(RECORDS SHOWN Opens)

PR #803, opened 2017-03-11
Improve CI.

JimiC:
Add build for osx.
Build also against latest stable `node.js`.
Use yarn cache.


JimiC:
Don't worry. First build for OSX takes a while for Travis Ci to setup the wiring for the project. Every subsequent build start along with the Linux ones and ends in about the same time.

.travis.yml
```diff
@@ -1,5 +1,11 @@
 language: node_js
-node_js: "6"
+os:
+  - linux
+  - osx
+node_js:
+  - "node"
```
robertohuertasm: Why do we use 2 different versions?

JimiC: `node` is for latest current `v7.x` and `6` is for the `LTS`.

robertohuertasm: I know that but I'm not sure that we need to use both checks. I'm using node >7, I don't know you and @jens1o.

JimiC: I use 6.10.x which is the LTS.

robertohuertasm: Ok then 😄 It makes sense.

JimiC: I thought about adding also build for node v4 cause some still use it, but then decided against it. People using node should update to the latest LTS at least.

robertohuertasm: I guess that the only meaningful version is the one that is going to be used when publishing the extension. I wouldn't consider <6 either.

robertohuertasm:
By the way, the `osx` build is taking a lot to complete! 😱

JimiC:
When i first enabled it took 2 hours to initiate. So I suggest you leave this PR last.

robertohuertasm:
I would do so! 2 hours!!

(RECORDS SHOWN Closes)

# REQUIRED WORK
In the material above, the line with "When i first" marks the start. Print it and every line after it through the last, exactly.

# SOLUTION TO THE PROBLEM
When i first enabled it took 2 hours to initiate. So I suggest you leave this PR last.

robertohuertasm:
I would do so! 2 hours!!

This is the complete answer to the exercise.